$100-Million Gift to Fight AIDS
May 20, 1999 | Read Time: 1 minute
Bristol-Myers Squibb Company, a New York pharmaceutical maker, has announced plans to spend $100-million to help African women and children afflicted with the AIDS virus. The money will be directed to efforts in five countries — Botswana, Lesotho, Namibia, South Africa, and Swaziland.
The money, which will be distributed over five years, will pay for a new program created by the company, called Secure the Future. The program will be run in partnership with UNAIDS, an arm of the United Nations, and American and African medical schools.
Only one grant under the new program has so far been announced: $2.5-million to Baylor College of Medicine and Texas Children’s Hospital to help train health-care workers in Africa.

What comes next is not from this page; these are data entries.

PR #961, opened 2021-12-20
fix/external

tchiotludo:
- Test for RestApiClaimProvider
- Disable KafkaWrapperFilter which interracts incorrectly with RestApiExternalService Controller
- wip


twobeeb (approved):
Yes, it looks better this way. 
I think I originally wanted to leave room for evolution by keeping ``Map<String, Object> attributes`` but now I think it's better to strong-type everything.

PR #963, opened 2021-12-22
add Kitopi as akhq user

maciej-wilczynski:
At Kitopi we are using akhq from the beginning, and we are happy to share that information.


tchiotludo:
Thanks :+1:

Issue #473, opened 2020-10-22
Search / Pagination in topic data


ankon:
It seems when searching in a topic there's a bunch of oddnesses:
1. The pagination control is very misleading, and seems to show the number of messages in total, not in the search result
2. The search term gets dropped when going to the second page
3. The search results seem to be un-ordered/out-of-order

ankon:
I might find time later today to look into these issues.

polarising-java:
@ankon  did you started looking at this?

tchiotludo:
@polarising-java I don't think :)

ankon:
I have not yet found the time for that, no. 

As a work-around you can always try to modify the URL directly to define where you want to start looking though.

polarising-java:
> It seems when searching in a topic there's a bunch of oddnesses:
> 
> 1. The pagination control is very misleading, and seems to show the number of messages in total, not in the search result
> 2. The search term gets dropped when going to the second page
> 3. The search results seem to be un-ordered/out-of-order

The topic data search is using an event stream to push the results into frontend. So the concept of pagination in the search makes no sense, we will have only 1 page with the results. Apply the sort ( NEWEST) in this case will be overkill, we have to consume all records, filter and then sort by date.

tchiotludo:
- on previous akhq version, the search stop after XXX elements and and let you click next to have the next result. 
- Agree that the NEWEST is not possible on search, maybe change to OLDEST when doing search will help people to understand this.
- The search result is sorted by kafka throu all partition, we have no control on that.

xakassi:
Hi, guys!
I'm looking at @polarising-java PR (Improve data search), that's great, thanks!

But I still can't understand why the pagination of search results is impossible (if I understand correctly "So the concept of pagination in the search makes no sense")?
I have a topic with 10000 records, search by a condition which should return almost all data, but search shows continuous loading, and then when I stop it after a few minutes it shows me only 50 records, and never shows more. It seems like not expected behavior. Could you, please, describe more detailed - is it technically difficult to add pagination to search results and load all search results and you do not want to do it in this PR, or I just do not understand something and all workes as expected?
Thanks!

tchiotludo:
@xakassi @polarising-java, pagination works on all akhq version with react : 
- there is a notion of [searchEnd and after](https://github.com/tchiotludo/akhq/blob/0.14.1/assets/modules/datas/search-sse.js)
[...]

PR #1209, opened 2022-09-16
UI - Faster topic-data search & sorting

HailToDodongo:
This PR fixes a few UI issues in the topic-data view:
1. searching in large topics no longer freezes the entire tab
2. sorting by "Newest" works again (removed in #473)
3. correctly updating the table-row react state

---
Using the search on topics with many rows (e.g. one of our topics has ~5M entries @ 7GB) completely freezes the UI.
The search itself it really fast, however the HTTP result streams "percent" values with the current progress, this happens around once per ms.
The UI then tries to update in real-time and freezes, ironically also rendering the  "Stop" Button unusable.
With this PR it will only update in 0.5% increments.
While i didn't change the backend, it might be a good idea to check if it's possible to reduce the progress events to avoid unnecessary traffic.

---

Sorting by newest now works by assuming that sorting by oldest works, and inserting the data in the front instead.
The search itself will still scan the data from oldest to newest, but the data view will be sorted correctly.
To make this work, rows now have a custom ID instead of using the index.
This also fixes an unrelated issue where expanded messages will auto-expand messages with the same index when switching to the next page. 

---

The last issue was a small fix in the model update, which modified the state directly, now it's creating copies to do proper state updates.

### DIFF
--- a/client/src/containers/Topic/Topic/TopicData/TopicData.jsx
+++ b/client/src/containers/Topic/Topic/TopicData/TopicData.jsx
@@ -143,6 +143,9 @@ class TopicData extends Root {
   _startEventSource = (changePage) => {
     let { selectedCluster, selectedTopic, nextPage } = this.state;
 
+    let lastPercentVal = 0.0;
+    const percentUpdateDelta = 0.5;
+
     let self = this;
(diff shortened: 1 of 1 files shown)


tchiotludo:
Thanks a lot :)

Issue #1195, opened 2022-09-01
Show schema name next to version in topic browser


lathspell:
The topic list (https://akhq/ui/kafka-dev/topic/foo/data?sort=Oldest&partition=All) currently only shows the schema version like "Value: 341" in the "schema" column. Would it be possible to show the schema name there?
Especially in topics where multiple domain event types are transported, it would help to distinguish them.

tchiotludo:
nice idea, PR are welcome :)

10xtechie:
@lathspell ,
Did you mean `schema name `or the `subject name`, which is set for creating a schema? 
@tchiotludo ,
There is no attribute or property called `name` in `org.akhq.models.Schema.java`. The most similar one to `name` property or attribute  I found is `subject`. Is my understanding correct?

tchiotludo:
yes @10xtechie it's subject here

10xtechie:
@tchiotludo ,
Thanks! You can assign it to me :)

PR #1217, opened 2022-09-23
issue #1195 - added schema name or schema subject to schema version

10xtechie:
@tchiotludo ,

The required changes are made to show schema name with schema version. It now looks like the below screenshot.

ss1

### DIFF
--- a/client/src/containers/Topic/Topic/TopicData/TopicData.jsx
+++ b/client/src/containers/Topic/Topic/TopicData/TopicData.jsx
@@ -517,6 +517,20 @@ class TopicData extends Root {
       })
   }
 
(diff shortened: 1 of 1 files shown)


tchiotludo:
Sorry for the very late response ! 
Globally it work, but I have some issues: 
- image during the loading and remove the id schema version, can you add a proper loader. 
- On a large cluster with many schemas, the endpoint by id is very very slow and will overload the schema registry. 

In fact this endpoint is useless like that and you must provide the subject: 
image
The same id can be used on many subject and the endpoint will redirect you on the first one random. 
May I ask you to add the subject on `redirectId` from `SchemaController` to have a proper response?

PR #1233, opened 2022-10-17
Added fix for incorrect datatype and missing fields in Produce topic page

GnanaJeyam:
Fixed bug for below two issues

1. Added missing fields error if they produce a json message with Schema and without complete fields.
2. Added Incorrect field name fields in the error while incorrect datatype is added while producing a json message with Schema


tchiotludo:
Perfect thanks for the contribution!

Issue #1219, opened 2022-10-03
Disabling Topic Configurations


tchiotludo:
### Discussed in https://github.com/tchiotludo/akhq/discussions/1218

<div type='discussions-op-text'>

<sup>Originally posted by **guzelcihad** October  3, 2022</sup>
Hi,

As you can see in the below picture, a user which has reader role can edit this configuration. The applications doesn't restrict to edit this html inputs. I've opened the browser developer tools and saw that when a user changes these form element, there is no request goes to application. This is fine but it creates a feeling that a user can change this settings. Any way to prevent that?

![Screen Shot 2022-10-03 at 12 59 48](https://user-images.githubusercontent.com/18442727/193551543-0cc19183-e3c6-4958-b624-40ba3e717cf6.png)
</div>

GnanaJeyam:
@tchiotludo I think we can disable the input text field whenever we have reader role.
Can you assign this issue to me. I can check.
Between, How can I login to reader role. I can't find the login button in the UI.
<img width="1783" alt="Screenshot 2022-10-18 at 1 22 05 PM" src="https://user-images.githubusercontent.com/28224298/196370406-e0ebc073-5579-4c7b-9948-41f52d510cad.png">

tchiotludo:
The simplest way is to set [reader](https://akhq.io/docs/configuration/authentifications/groups.html) as `akhq.security.default-group`

GnanaJeyam:
@tchiotludo 
Raised PR for this bug.
https://github.com/tchiotludo/akhq/pull/1237

GnanaJeyam:
@tchiotludo Sorry to Bumping this up. Any update or feedback for this PR.. ?

PR #1237, opened 2022-10-20
fix(topicconfig): Disabled edit access for topic config screen for reader mode

GnanaJeyam:
Fix for [#1219](https://github.com/tchiotludo/akhq/issues/1219)

Disabled edit access for all the fields in topic config when current role has reader role.


tchiotludo:
thanks a lot :)

Issue #148, opened 2019-11-20
[feature] keep header when scrolling on list


apellegr06:
Is it possible to add a feature to keep visible the header on all ist when scrolling down ?

tchiotludo:
Don't really understand ?
On the same page when you scroll header disappear ?

Sugaroverdose:
This is about table headers which atm are scrollable, so if you have screen which isn't have enough heigh to display - you'll scroll down and will not see table header

tchiotludo:
ok got it :)

apellegr06:
Great, that's it !

PR #1243, opened 2022-10-26
Make the dev build work on apple m1

lucapette:
First of all, thank you very much for this amazing project. I'm a long time user and big fan of the project!

Yesterday I started reading the source code to understand how you approach some problems (I'm working on a side-project with overlapping challenges. For example, I'm interested in how you "count" records in a topic).

At some point reading didn't do it anymore and I tried to run the project locally which lead to this pull-request.

If you look at the diff, it feels there's a variety of unrelated changes bundled up in one pull-request. But they're all "build related", let me explain.

In practice, what happened is that I run into a few issues one after the other before I could successfully run `gradlew build` (which still "fails" because of eslint errors. More on this later) and `docker-compose -f docker-compose-dev.yml up` (as suggested in the dev.md doc).

So here's the timeline of the problems I run into (with their relative fixes):

- I run into this [Execution failed for platform aarch64 · Issue #148 · siouan/frontend-gradle-plugin · GitHub](https://github.com/siouan/frontend-gradle-plugin/issues/148) which I fixed by updating the node version to latest [LTE](https://twitter.com/nodejs/status/1585029291380977665)
- Once I had the "correct" node version, I immediately run into [javascript - `npm install` fails on node-gyp rebuild with `env: python: No such file or directory` on Mac pro m1 - Stack Overflow](https://stackoverflow.com/questions/73368730/npm-install-fails-on-node-gyp-rebuild-with-env-python-no-such-file-or-direc) which I fixed by replacing the deprecated `node-sass` with `sass` (and also moved it to devDependencies)
- I also had to update the react-test-rendered version (its version number goes on par with react) before I could finally run the build.
- And finally I run into this build error: `Namespace tags are not supported by default. React's JSX doesn't support namespace tags. You can set throwIfNamespace: false to bypass this warning.` and solved it by optimizing the images (two birds with one stone?) with [SVGOMG - SVGO’s Missing GUI](https://jakearchibald.github.io/svgomg/).
- I then "tested" the dev worfklow by "fixing" an import (which I left in the pull request because it seems in line with existing conventions). 

While doing this, I also updated the `docs/docs/dev.md` a little (using [markdownlint-cli](https://github.com/igorshubovych/markdownlint-cli) rules as a loose reference).

With these changes, I can run `docker-compose -f docker-compose-dev.yml up` but still have problems with `gradlew build`.

The problem is that there's a number of [eslint errors](https://gist.github.com/lucapette/cef522e217a0bf7133a0f8b387585885) to fix.

I can fix the eslint errors myself. I enjoy these tasks because they make me more familiar with a code base while allowing me to think "big picture" (it's some sort of "programming meditation" for me).

I'm reaching out now with a draft pull-request because it doesn't makes sense to me to invest more time into this unless: 

1. You're OK with the direction of the changes I already made.
2. This pull-request getting a bigger diff.
3. We agree on how to fix the eslint errors (Personally, I'm not sure I'd do the prop-types ones... but that's my bias toward "solving" that by using TypeScript which is a whole different conversation. Happy to have that one as well :))

If we work on this pr and merge it (I really hope so, I've been meaning to give back to this project of a while now), here's what I'd after it:

- I add a github workflow that ensures no eslint problems get merged anymore.
- I would do the same exact things with docs (by using markdownlint, I use it in all my projects and it's nice to have a "format on save" option in vs code or intellij for this too)

Looking forward to hearing your thoughts on this!


tchiotludo:
Thanks for the very detailed description! 
First of all, most of the comment is really relevant! 

Let's dig inside the issues but most of them will required separated PR to avoid the massive one and a proper git history! (and some change are easy to be merged)

- Update the node version: Go for it, no problem (PR 1)
- replace `node-sass` to `sass`: same no problem, I was thinking there is more tunning on react side (PR2) 
- The image: same no problems (PR3) 
- Update the docs: no problems also (PR4) 

The last one! the update of React!
> I can fix the eslint errors myself. I enjoy these tasks

Oh my god, you will rescue me for a long long pain :pray: In fact, I don't have the time to update the react version because of this lint error, ... and to be honest, it begin to be a real mess right now. If you have the time and the desire, I will be really thankful for a complete life, dependabot is crying on me for too many times!

Tell me what is your thinking and thanks!

lucapette:
yes this makes a lot of sense to me. I opened a draft pr with a long description so I could provide context about all the changes (they do seem disconnected otherwise).

I will create a bunch of little pull-requests in preparation of the React update. Once we get there, we can discuss how to best approach the eslint errors (some have) obvious fixes, others don't.

I'm closing this pr as we don't need it anymore :)

Looking forward to getting all of this done!

Issue #1006, opened 2022-01-28
Decimals are not parsed correctly


florianmutter:
If I have a schema with a decimal like this (example from the code):
```
{
    "name": "Dog",
    "namespace": "org.akhq",
    "type": "record",
    "fields" : [
        {"name": "id", "type": "int"},
        {"name": "name", "type": "string"},
        {"name": "weight", "type" : { "type" : "bytes", "logicalType" : "decimal", "precision" : 4, "scale" : 2}}
    ]
}
```

and I create a message with decimal 1.00 like this:

```
{
  "id": 1,
  "name": "Doggy",
  "weight": 1.0
}
```
 The message is displayed in the extended json view like this:
```
{
  "id": 1,
  "name": "Doggy",
  "weight": 1
}
```

This json can then not be used to send the message again because it cannot serialize 1.

While testing I got two different errors:

```
Uncaught (in promise) 
Object { status: 500, message: "Internal Server Error: Cannot serialize value", stacktrace: null }
```

And

```
Uncaught (in promise) 
Object { status: 500, message: "Internal Server Error: Expected bytes. Got VALUE_NUMBER_INT", stacktrace: null }
​
```

We also had the case that it did accept the message but created a big decimal like `251235313.123` from the input `1`  but I cannot reproduce this.

florianmutter:
Hmm now that I tried it again, just to be sure it worked like expected. They I only wonder how we did manage to create this random number when sending the same message that was displayed again to the topic...

fabiofilz:
Hi,

I am facing the same issue with Double fields.

So if I get one of the messages from AKHQ and try to publish it again, it shows the error as below so I need to add ".0" and it will work.

![image](https://user-images.githubusercontent.com/45266582/151573698-6c01cbf3-099a-4363-bf95-851cf8721c4e.png)

IsaacNoga:
Hi, i will like to know if it's possible to get this issue assigned :>

tchiotludo:
done @IsaacNoga enjoy ;)

neoscaler:
Experiencing the same problems. Any progress in fixing it, @IsaacNoga ?

tristanessquare:
Root cause for the described issue seems to be that the value is parsed and then stringified. See here:

https://github.com/tchiotludo/akhq/blob/e57cc02c790ae833f1e2fd4f77b5cbe8def03c96/client/src/containers/Topic/Topic/TopicData/TopicData.jsx#L929-L934

PR #1246, opened 2022-11-01
fix[#1006]: replaced 'json-bigint' parser with 'lossless-json'

tristanessquare:
This replacement allows for pretty-printing the json data, but still keeping the original values especially for floating numbers and bigints.

After this change a message with content:

```
{ "someFloat": 1.00, "bigNumber": 123456789012345678901234567890 }
```

will be displayed without losing any information from the original message. But still be pretty-printed:

```
{
  "someFloat": 1.00, 
  "bigNumber": 123456789012345678901234567890
}
```

Prior to this change the message would have looked like this:

```
{
  "someFloat": 1,
  "bigNumber": 1.2345678901234567890123456789e+29
}
```


tchiotludo:
perfect thanks @tristanessquare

Details of the program were still being worked out last week, but a spokeswoman for Bristol-Myers says that the company plans to spend about $60-million on research and medical training and about $40-million on education and support for women and children with the AIDS virus. Ninety per cent of the money will be spent in Africa, she says, including grants to local non-profit groups that provide counseling, economic assistance, and other services to women and children with the disease.
The spokeswoman says that an unspecified portion of the $100-million commitment will be made in the form of in-kind contributions, including free Bristol-Myers AIDS medicine for people involved in clinical trials. However, she says, the program is not intended to include other drug handouts or discounts.